§ **THE INPUT**:
--- START ---

PR #272, opened 2026-07-16
Feature/agent cmd

JalenEvans:
## Summary

Adds `--agent-cmd` / `REVDIFF_AGENT_CMD`, which pipes the current annotation output to an external command's stdin on the `O` in-session flush (`flush_output` action). This lets revdiff hand annotations straight to an agent/relay process on each flush, instead of requiring an external file-watcher on the `-o` output.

--- END ---

§ **TASK TO CARRY OUT**:
In full and without alteration, write out each record.

§ **ANSWER TO THE PROBLEM**:
PR #272, opened 2026-07-16
Feature/agent cmd

JalenEvans:
## Summary

Adds `--agent-cmd` / `REVDIFF_AGENT_CMD`, which pipes the current annotation output to an external command's stdin on the `O` in-session flush (`flush_output` action). This lets revdiff hand annotations straight to an agent/relay process on each flush, instead of requiring an external file-watcher on the `-o` output.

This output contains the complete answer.